WHAT NEEDS TO BE DONE:
Count up the lines below containing the word "trillian", and give the result with no other words.
------ RECORDED INFORMATION
PR #246, opened 2021-02-11
Added a LogFollower class to encapsulate common logic

mhutchinson:
This will need to be written again for the annotator client, so factoring this out now to avoid yet more duplication of critical code.

This implementation uses go channels to improve separation of concerns.

### DIFF
--- a/binary_transparency/firmware/cmd/ft_monitor/impl/ft_monitor.go
+++ b/binary_transparency/firmware/cmd/ft_monitor/impl/ft_monitor.go
@@ -126,5 +126,4 @@ func Main(ctx context.Context, opts MonitorOpts) error {
 		}
 
 	}
-	return nil
 }
--- a/binary_transparency/firmware/cmd/ft_monitor/impl/ft_monitor.go
+++ b/binary_transparency/firmware/cmd/ft_monitor/impl/ft_monitor.go
@@ -35,8 +35,6 @@ import (
 	"github.com/golang/glog"
 	"github.com/google/trillian-examples/binary_transparency/firmware/api"
 	"github.com/google/trillian-examples/binary_transparency/firmware/internal/client"
-	"github.com/google/trillian-examples/binary_transparency/firmware/internal/crypto"
-	"github.com/google/trillian-examples/binary_transparency/firmware/internal/verify"
 )
 
 // MatchFunc is the signature of a function which can be called by the monitor
@@ -52,7 +50,6 @@ type MonitorOpts struct {
 }
 
 func Main(ctx context.Context, opts MonitorOpts) error {
-
 	if len(opts.LogURL) == 0 {
 		return errors.New("log URL is required")
 	}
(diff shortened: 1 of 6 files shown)


binary_transparency/firmware/internal/client/follower.go
```diff
@@ -0,0 +1,185 @@
...
+				glog.V(1).Infof("Consistency proof for Treesize %d verified", cp.TreeSize)
+			}
+			f.golden = *cp
+			outc <- *cp
+		}
+	}()
+	return outc, errc
+}
+
+func (f *LogFollower) Entries(ctx context.Context, cpc <-chan api.LogCheckpoint, head uint64) (<-chan LogEntry, <-chan error) {
```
------------
RESPONSE BELOW:
4